Give back the whole listing below exactly.

MATERIAL FOR THIS TASK:
● ● ●

PR #6641, opened 2022-09-23
Ignore deprecation warning from traverse function

ejguan:
Since https://github.com/pytorch/pytorch/pull/84079 is landed eventually, the CI for prototype tests will turn green tmrw when PyTorch nightly is updated. However, this PR introduces a `FutureWarning` that will deprecate `only_datapipe` and the default behavior of `traverse` will be changed as `only_datapipe=True`. And, this PR is suppressing this Warning turning to Error in the test.


pmeier (changes requested):
@ejguan there is only one test that currently uses `only_datapipe=False`:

● ● ●

SOLUTION BELOW:
PR #6641, opened 2022-09-23
Ignore deprecation warning from traverse function

ejguan:
Since https://github.com/pytorch/pytorch/pull/84079 is landed eventually, the CI for prototype tests will turn green tmrw when PyTorch nightly is updated. However, this PR introduces a `FutureWarning` that will deprecate `only_datapipe` and the default behavior of `traverse` will be changed as `only_datapipe=True`. And, this PR is suppressing this Warning turning to Error in the test.


pmeier (changes requested):
@ejguan there is only one test that currently uses `only_datapipe=False`:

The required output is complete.